Pada OA lutut, terjadi kerusakan tulang rawan yang menyebabkan rasa


sakit, bengkak dan masalah saat menggerakkan sendi. OA lutut
memburuk seiring berjalannya waktu, kerusakan tulang menyebabkan
pertumbuhan tulang yang disebut taji (osteofit). Tahap selanjutnya
adalah tulang rawan menyusut dan menggesek tulang lain yang
menyebabkan kerusakan sendi dan menyebabkan rasa sakit pda sendi
lutut. Osteofit yang terdapat pada jaringan subchondral dan pada
akhirnya timbul spurs. Spurs inilah yang kemudian menyebabkan ruang
pada sendi (joint space) lutut berkurang, dan membuat lingkup gerak
sendi mengalami penurunan (Cross, 2014).
2. Bagaimana hubungan berat badan dan tinggi badan pasien terhadap
keluhan yang dialami?
Beberapa hal dapat meningkatkan resiko nyeri lutut: berat badan
berlebih, pernah mengalami cedera lutus, merokok, aktivitas fisik berat,
mengangkat beban-beban berat.

Indeks massa tubuh diatas normal merupakan faktor resiko tertinggi


dalam OA lutut, dimana terjadi peningkatan beban pada sendi lutut saat
menopang badan. Peningkatan berat badan akan melipat gandakan
beban pada sendi lutut saat berjalan, tiga hingga empat kali berat badan
dibebankan pada sendi lutut pada saat tubuh bertumpu pada satu kaki
(Litwic, 2015).

3. Bagaimana interpretasi pemeriksaan fisik pasien?

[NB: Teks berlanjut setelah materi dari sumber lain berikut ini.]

PR #1581, opened 2026-08-05
build(nix): replace nix-systems with `lib.systems.flakeExposed`

imnotpoz:
this removes an unneeded input and makes sure anyone who can use flakes has access to this one's outputs

another alternative is `lib.platforms.all` (don't ask my why one is under systems and the other platforms) which is all the systems nix has (but probably unnecessary and clutters `nix flake show` and similar)

### DIFF
--- a/flake.lock
+++ b/flake.lock
@@ -30,21 +30,6 @@
         "type": "github"
       }
     },
-    "nix-systems": {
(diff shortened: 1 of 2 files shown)


JakeStanger (approved):
Wonderful thanks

Krepitasi adalah bunyi yang muncul berupa derik akibat gesekan
ujungujung tulang patah, juga dari pergerakan sendi. Pada pasien OA
lutut terjadi pengikisan tulang rawan sendi atau kartilago akibat dari
degradasi ketidak seimbangan antara regenerasi dengan degenerasi
kartilago Krepitasi akan bertambah seiring dengan makin beratnya
penyakit, hal ini terjadi akibat adanya gesekan permukaan tulang sendi
pada saat digerakkan ataupun secara pasif manipulasi (Imayati, 2011)

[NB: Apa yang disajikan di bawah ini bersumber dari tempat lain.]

Issue #1538, opened 2026-06-26
Some `Tray` functionality missing for (e.g.) `radiotray-ng`


boogiewoogit:
https://github.com/ebruck/radiotray-ng seems to be somewhat of a litmus test for systrays: it makes some systray functionality details visible. This is also true for ironbar.

Concrete current issues using `radiotray-ng` in ironbar's `Tray` module:
+ Scroll inputs (mousewheel up/down, to adjust volume in the case of radiotray-ng) are not supported.
+ Tray's 'menu' command opens the menu -- as expected. But it only opens it **downwards**. This means that the menu is unaccessible if the bar's position is at the bottom of the screen.
+ The menu shown doesn't update its contents, e.g. if you change station, the menu won't reflect that.

JakeStanger:
~~Is the scroll event issue in regard to Ironbar's cross-module `on_scroll_{up,down}` handlers? It's not clear what you're expecting to work here, or where.~~ I've done some digging, and it looks like `radiotray-ng` uses `libappindicator`, which is the old GTK2/3 way of doing things from back in the Unity days (!). It works by providing a space for the host application to render its own tray item, so the scroll events are handled internally. Ironbar will never support this.

Also have you observed the menu opening the wrong way? GTK handles the directly automatically based on the screen edge & all four orientations should work as expected automatically (and do for me).

I've found the cause of the menu update bug - this is the first tray app I've seen that actually sends menu property update events rather than replacing the whole thing, and I just skipped implementing it previously as I had nothing to test against. I'll look to get that implemented.

boogiewoogit:
> I've done some digging, and it looks like radiotray-ng uses libappindicator, which is the old GTK2/3 way of doing things from back in the Unity days (!). It works by providing a space for the host application to render its own tray item, so the scroll events are handled internally. Ironbar will never support this.

Ah, gotcha. Interesting. About `on_scroll_{up,down}`, they just weren't included in the [wiki page](https://github.com/JakeStanger/ironbar/wiki/tray#configuration), which I just thought to be exhaustive. For the record, they absolutely do work with the explicit radiotray-ng commands, i.e.
```
# toml
type = "tray"
on_scroll_up = "qdbus com.github.radiotray_ng /com/github/radiotray_ng com.github.radiotray_ng.volume_up"
on_scroll_down = "qdbus com.github.radiotray_ng /com/github/radiotray_ng com.github.radiotray_ng.volume_down"
```

[...]

PR #1583, opened 2026-08-09
fix(tray): apply menu property updates and activate the correct radio item

tomasz-feliksik:
Two related tray menu fixes which together make menus with radio groups work
end-to-end. The first implements the menu update bug you diagnosed in #1538;
the second fixes a wrong-id activation bug in the radio path that the first
fix made observable.

## 1. Apply `MenuDiff` updates so menus repaint after a click

The tray interface handled `UpdateEvent::Menu` (full replace) and
`MenuConnect`, but only `trace!`'d `UpdateEvent::MenuDiff` and dropped it.
`MenuDiff` is how the standard `com.canonical.dbusmenu`
`ItemsPropertiesUpdated` signal reaches the module, so every post-click
property change — a moved radio toggle-state, a refreshed label, an
enabled/disabled entry — was discarded and the widget kept rendering the
previous state. This is the case you described in #1538:

> this is the first tray app I've seen that actually sends menu property
> update events rather than replacing the whole thing, and I just skipped
> implementing it previously as I had nothing to test against.

It affects any conforming tray implementation, not one toolkit: Qt,
libdbusmenu and ksni all report property-only changes this way and only
escalate to `LayoutUpdated` when the structure changes.

**Why apply the diffs in ironbar rather than in `system-tray`:** the crate's
own `apply_menu_diffs` walks only the top-level submenus and consumes diffs
positionally (`next_if(|d| d.id == item.id)`), so nested groups are never
patched — but fixing that alone wouldn't be enough, because ironbar dropped
the event before the widget could repaint. The widget side needs a retained
menu model and a rebuild regardless, so `TrayMenu` now keeps the last full
menu model and applies diffs itself, matching by global item id at any depth
(`src/modules/tray/diff.rs`, unit-tested including the nested-radio case).
Happy to send a recursion fix for the crate's `apply_menu_diffs` as a
follow-up if you'd take it.

## 2. Activate the clicked radio item, not the group's first

Clicking any radio item sent one fixed dbusmenu id, so the application either
did nothing or silently re-applied a setting it already had. Two defects
combined:

1. **Colliding action names.** `as_menu` numbered radio groups with a counter
   local to the function, but recursed into each submenu carrying the same
   `SimpleActionGroup`. The counter restarted per submenu while the namespace
   did not, so every submenu's first group was named `action_radio_1` —
   and `ActionMap::add_action` replaces on a duplicate name, leaving one
   surviving action driven by every radio item in the menu.
2. **The change-state handler discarded its parameter.** One action backs a
   whole group, so the clicked option is identified only by the target string
   in the new state. The handler was `move |_, _| activate(.., id)`, using an
   id captured at build time — the group's first item. On its own this breaks
   every group of more than one option, even without collisions.

The fix names the action from the group's first dbusmenu id (unique
menu-wide, so collision-free by construction) and reads the clicked id back
out of the change-state payload. The group's state is also parked on the item
the application reports as selected, so the radio mark renders on the actually
active option instead of always the first.

Standard and checkmark items were never affected — they use the globally
unique `action_{id}` path — which is why tray menus looked mostly functional
and only radio groups misbehaved.

## Testing

- Unit tests for the diff application (nested radio toggle-state move, label
  update, unknown-id no-op) and for the radio action contract (action-name
  uniqueness across groups, target string round-tripping the item id).
- Verified live against a ksni app whose menu has five radio groups in five
  submenus. Before: every click in every group sent id 19 (confirmed via
  `busctl … GetLayout` against the app's real menu ids plus trace logging of
  the outgoing `ActivateRequest`). After: the sent id varies per click,
  selections apply across different groups and both options within a group,
  and the menu repaints to show the moved selection without reopening.
- `cargo fmt --check`, `cargo clippy --all-targets` (0 warnings), builds with
  `--no-default-features`, `cargo test` all pass.

Refs #1538 — this implements the menu update part; the scroll-event and
libappindicator points from that issue are out of scope here.

### DIFF
--- a/src/modules/tray/diff.rs
+++ b/src/modules/tray/diff.rs
@@ -1,0 +1,153 @@
+//! Incremental application of dbusmenu property updates (`MenuDiff`) to a
+//! retained menu model.
+//!
+//! The `system-tray` crate delivers post-interaction changes — a radio
+//! selection moving to another entry, a submenu label changing — as
+//! [`MenuDiff`]s keyed by the *global* dbusmenu item id, which can sit at any
+//! depth in the menu tree. The crate's own `apply_menu_diffs` only walks the
+//! top-level items, so nested items (e.g. a radio group inside a submenu) never
+//! receive their updates. We therefore walk the whole tree and patch the item
+//! whose id matches, recursing into every submenu.
+
+use system_tray::menu::{MenuDiff, MenuItem, MenuItemUpdate};
+
+/// Applies every diff to the matching item anywhere in `items`, recursing into
+/// nested submenus. A diff whose id matches no item is ignored.
+///
+/// The `remove` field of a diff (properties reset to their default) is not
+/// applied — this matches the property set the `system-tray` crate itself
+/// understands, and the reported failures are all `update`s (toggle-state,
+/// label).
+pub(crate) fn apply_menu_diffs(items: &mut [MenuItem], diffs: &[MenuDiff]) {
+    for item in items {
+        if let Some(diff) = diffs.iter().find(|d| d.id == item.id) {
+            apply_menu_item_update(item, &diff.update);
+        }
+        apply_menu_diffs(&mut item.submenu, diffs);
+    }
+}
+
+/// Overwrites exactly the fields the update carries, leaving the rest intact.
+fn apply_menu_item_update(item: &mut MenuItem, update: &MenuItemUpdate) {
+    if let Some(label) = &update.label {
+        item.label.clone_from(label);
+    }
+    if let Some(enabled) = update.enabled {
+        item.enabled = enabled;
+    }
+    if let Some(visible) = update.visible {
+        item.visible = visible;
+    }
+    if let Some(icon_name) = &update.icon_name {
+        item.icon_name.clone_from(icon_name);
+    }
+    if let Some(icon_data) = &update.icon_data {
+        item.icon_data.clone_from(icon_data);
+    }
+    if let Some(toggle_state) = update.toggle_state {
+        item.toggle_state = toggle_state;
+    }
+    if let Some(disposition) = update.disposition {
+        item.disposition = disposition;
+    }
+}
+
+#[cfg(test)]
+mod tests {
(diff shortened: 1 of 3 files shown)


tomasz-feliksik:
PR description written using AI, but I've analysed and tested the code myself.
@JakeStanger - this is my first contribution to Ironbar, and since I'm using it every day probably not the last one. Let me know if anything can be improved ;)

tomasz-feliksik:
Pushed one more commit: `fix(tray): detach the previous shortcut controller on menu rebuild`.

While soak-testing this branch as my daily bar I found `build_menu_widget` leaked a `ShortcutController` per menu rebuild — `add_controller` appends, and nothing ever removed the previous controller (`insert_action_group`, by contrast, replaces by name). The leak predates this PR, but the MenuDiff handling here makes rebuilds more frequent, so it seemed wrong to ship the one without the other.

Measured with a scripted SNI app emitting 6000 toggle-state property updates (each one a rebuild): pre-fix RSS grew ~11 MB and accelerating; with the fix it stays flat (+0.17 MB total).

JakeStanger:
The repo's AI policy clearly disallows vibe coding, and I would say this definitely qualifies as that. Since the damage is already done, I'm not going to close it and I'll look to merge this. Just don't expect a quick review because I've got to unpick a lot of fluff, and don't expect to credited.

tomasz-feliksik:
Fair - and to be fully straight: yes, the code was AI-assisted.

For what it's worth: I'd already fixed this for my own use - upstreaming it was meant as a thank-you for Ironbar, not a demand on your time. I tried to put more effort into the PR than the review would cost; I can see the extra prose achieved the opposite, and that's mine to fix. The diagnosis and testing were mine and I can answer for every line, so one ask: judge the code as code, at whatever pace suits you, or not at all - no obligation.

If it helps, I'll strip the comments and tests down to house style and split the leak fix into its own PR - say the word. No expectations on credit either.

JakeStanger (approved):

JakeStanger:
Cool, that works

Nyeri pada sendi  sendi mengalami imobilisasi  penurunan kadar


cairan glucominoglican yang berengaruh pada elastisitas jaringan 
Menurunnya fleksibilitas pada ligamen-ligamen  karena fungsi
ligament berkurang menyebabkan kerja otot menjadi berlebihan
akibatnya muncul kontraksi otot secara berlebihan yang tidak dapat
dihindari  Kontraksi otot yang berlebihan menyebabkan penurunan
fungsi ligamen medial tibiofemoral, lateral tibiofemoral dan bagian
femoropatellar menyebabkan bentuk kelainan varus yaitu kerusakan
medial tibiofemoral, atau valgus yaitu kerusakan lateral tibiofemoral
Sebagian besar penderita OA lutut dengan obesitas terutama perempuan
menunjukkan deformitas varus pada lututnya, sebagai akibat dari
peningkatan joint reaction force pada kompartemen medial lutut yang
selanjutnya dapat mempercepat terjadinya proses degenerasi pada lutut
(Hunter & Sandra, 2009)

4. Bagaimana hubungan umur dengan keluhan yang dialami oleh pasien?


Semakin bertambahnya usia  terjadi deplesi tulang usia 65-75 tahun,
kehilangan tulang (bone loss) 0.5% per tahun.
Prevalensi OA lutut di Indonesia pada usia < 40 tahun mencapai 5%,
pada usia 40-60 tahun 30%, dan pada usia > 61 tahun 65%. (Depkes RI,
2016). Hasil di atas menunjukkan adanya kecenderungan peningkatan
prevalensi OA seiring dengan bertambahnya usia responden
(Kementrian Kesehatan RI, 2013).

Pertambahan usia berpengaruh pada penurunan elastisitas sendi dan


menipisnya permukaan artikuler, penurunan ukuran dan agregasi matriks
proteoglikan serta kehilangan kekuatan peregangan matriks. Perubahan-
perubahan ini paling sering disebabkan oleh penurunan kemampuan
kondrosit untuk mempertahankan dan memperbaiki jaringan, seperti
kondrosit itu sendiri sehingga terjadi penurunan aktivitas sintesis dan
mitosis dan adanya tekanan dan gesekan secara terus menerus pada
sendi lutut. Keadaan ini mengakibatkan terkikisnya kartilago dan rentan
terjadi degenerasi (Arya & Jain, 2013).
5. Bagaimana hubungan jenis kelamin dengan keluhan yang dialami oleh
pasien?
Wanita memiliki resiko OA lutut dua kali lipat dibanding pria. Wanita
 menopause dapat terjadi bone loss 3% per tahun.
Salah satu fungsi hormon estrogen adalah membantu sintesa kondrosit
dalam matriks tulang, dan jika estrogen menurun makan sintesa
kondrosit menurun, sehingga sintesa proteoglikan dan kolagen juga
menurun sedang aktifitas lisosom meningkat. Penurunan kadar esterogen
juga mempengaruhi densitas tulang, hal ini lah yang menyebabkan OA
banyak terjadi pada wanita (Reksoprodjo, 2005).